Silver Screen: The Lucky One *1/2
It's nearly impossible not the ponder the irony of the title if you have the misfortune of sitting through The Lucky One, the latest romance-weepie from bestselling one-trick pony Nicholas Sparks. Sparks is a kind of write-by-numbers author whose frequently adapted work often incorporates the same tropes into already predictable romance storylines: The characters always live near water in southern locales, take lots of boat rides, and are afflicted by various terminal illnesses.
It's actually easiest to remember Nicholas Sparks movies by the illnesses. The Notebook is the Alzheimer's movie, while Dear John sports a double-bill of autism and cancer. A Walk to Remember and The Last Song both stick to just plain ol' cancer, but you can distinguish those because A Walk to Remember features cancer of the protagonist, while The Last Song is one of Sparks's dead-parent plots. Parents dramatically die not just in The Last Song, but in Dear John and Nights in Rodanthe, the latter of which gets experimental by jettisoning the tumors in favor of death by mudslide.
So when the female lead's beloved grandmother, played by the lively Blythe Danner, is introduced getting winded while doing chores and being reminded to take her medication, it seems like time to go casket shopping for sure. Stunningly, however, grandma lives through the entire movie.

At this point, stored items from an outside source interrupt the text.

PR #152, opened 2014-03-18
Fixed footer bug

pkakelas:
Βug...
screenshot from 2014-03-19 14 57 51
Fixed.
screenshot from 2014-03-19 14 59 48

### DIFF
--- a/static/style/general.css
+++ b/static/style/general.css
@@ -10,5 +10,5 @@
     margin-left: 46%;
 }
 #main {
-    margin-bottom: 5%;
+    margin-bottom: 65px;
 }
--- a/static/style/general.css
+++ b/static/style/general.css
@@ -9,3 +9,6 @@
 #avatar-form {
     margin-left: 46%;
 }
+#main {
+    margin-bottom: 5%;
+}
--- a/static/style/general.css
+++ b/static/style/general.css
@@ -9,6 +9,3 @@
 #avatar-form {
     margin-left: 46%;
 }
-#main {
-    margin-bottom: 65px;
-}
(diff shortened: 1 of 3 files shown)


dionyziz:
Please upload screenshots for before and after the bugfix.

static/style/general.css
```diff
@@ -9,3 +9,6 @@
 #avatar-form {
     margin-left: 46%;
 }
+#main {
+    margin-bottom: 5%;
```
dionyziz: I think you want to use an absolute value for this. Isn't the footer static in height regardless of window size? This means you need to make two changes - one here for the margin, and one for the actual size of the footer height.

static/style/general.css
```diff
@@ -9,3 +9,6 @@
 #avatar-form {
     margin-left: 46%;
 }
+#main {
+    margin-bottom: 65px;
+}
```
dionyziz: Move to same file that determines footer height to ensure orthogonality between files.

dionyziz:
I don't think `position: static` will work well with pages of short height. Can you post a screenshot with a page that doesn't fill the screen vertically?

static/style/general.css
dionyziz: I reiterate this comment.

pkakelas: I don't believe that it is appropriate to move this code to footer.css
becsuse this property is about the main div of the page and not the footer
Óôéò 22 Ìáñ 2014 1:59 ð.ì., ï ÷ñÞóôçò "Dionysis Zindros" <
notifications@github.com> Ýãñáøå:

dionyziz: The property of `margin-bottom` concerns the footer of the page. `main` is making space for the footer. If the footer changes in height, main's margin should also change. We should keep these changes in the same file.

The rest, however, is pretty pro forma. Like so many Sparks heroines before her, The Lucky One's Beth (Taylor Schilling) is a feisty but fragile southern lady with a love of nurturing animals. (If you're keeping score at home, The Last Song features sea-turtle rescues, while Dear John's lady wanted to open a therapeutic horse-riding camp.) Beth runs a kennel and dog-training service, and she assumes when stranger Logan (Zac Efron) shows up he must be looking for a job.
What Beth doesn't know is that Logan is a war veteran who found a picture of an anonymous girl in the sand just before a firefight. He came to believe that her picture was his lucky charm and helped him survive the war, so using clues from the photo he tracked the girl down-- to the kennel, of course. But Beth is hounded by her ex-husband, an abusive cop (Jay R. Ferguson) who repeatedly threatens to use his influence to take full custody of their precocious son (Riley Thomas Stewart).
Just because Danner's character makes it through the movie without a hospital visit doesn't mean The Lucky One doesn't feature plenty of tragedy. Not only is Beth grieving for her brother, killed during a mysterious incident while serving in the Marines, she also lost both of her parents to a car accident at a young age. Later in the film, Sparks will engineer his most awesomely bizarre accident yet when he adds death by treehouse to his repertoire.
The Lucky One features a pretty decent premise for a romance. Logan's intense connection to total stranger Beth via a single photo is just sappy enough to work, but Sparks keeps piling on the melodrama until it starts to curdle into unintentional comedy. Efron anchors the film nicely; he's more adept with comedy than drama, but he's perhaps the most charismatic and able of the current crop of young dreamboats. Schilling is totally overmatched and never manages to do much more than be a clotheshorse for a lot of gauzy white fabrics. Acclaimed director turned who-is-that Scott Hicks (Shine and Snow Falling on Cedars, but then Hearts in Atlantis, No Reservations, and The Boys Are Back) dutifully bathes the rustic southern houses and the chipping paint on old boats in hazy sunlight, capturing pretty much the same aesthetic for which all the Sparks material begs. There must be a checklist somewhere.